Task prompt:
What are the lines, written out exactly, from the one containing "-66,7 +66,7 @@ library" to the end of the entries below? Include both ends and nothing more.

[Saved data entries]
- - - - - - -

PR #359, opened 2020-01-27
Relax QuickCheck bound

mrBliss:
In 81a6c1c8376d72c570bbfc65b626e67687c36d59 and a3050887cda78e216bc4222bccbc8594528cc637, the QuickCheck bound was bumped from 2.9.2 to 2.13.1 to 2.13.2, while 2.12 is already low enough.

### DIFF
--- a/quickcheck-state-machine.cabal
+++ b/quickcheck-state-machine.cabal
@@ -66,7 +66,7 @@ library
         time >=1.7,
         pretty-show >=1.6.16,
         process >=1.2.0.0,
-        QuickCheck >=2.13.2,
+        QuickCheck >=2.12,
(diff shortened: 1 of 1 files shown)


mrBliss:
I have compiled and tested with QuickCheck-2.12 and there are no regressions.

mrBliss:
> @rdanitz: Can you please merge the three open PRs? (I don't have admin rights any longer so I cannot override the failing CI.)

@rdanitz: Maybe you should give @stevana admin rights again?

rdanitz:
It was never supposed that @stevana was stripped of his rights in the first place ;) Now you should be able to merge again.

- - - - - - -

Response below:
@@ -66,7 +66,7 @@ library
         time >=1.7,
         pretty-show >=1.6.16,
         process >=1.2.0.0,
-        QuickCheck >=2.13.2,
+        QuickCheck >=2.12,
(diff shortened: 1 of 1 files shown)


mrBliss:
I have compiled and tested with QuickCheck-2.12 and there are no regressions.

mrBliss:
> @rdanitz: Can you please merge the three open PRs? (I don't have admin rights any longer so I cannot override the failing CI.)

@rdanitz: Maybe you should give @stevana admin rights again?

rdanitz:
It was never supposed that @stevana was stripped of his rights in the first place ;) Now you should be able to merge again.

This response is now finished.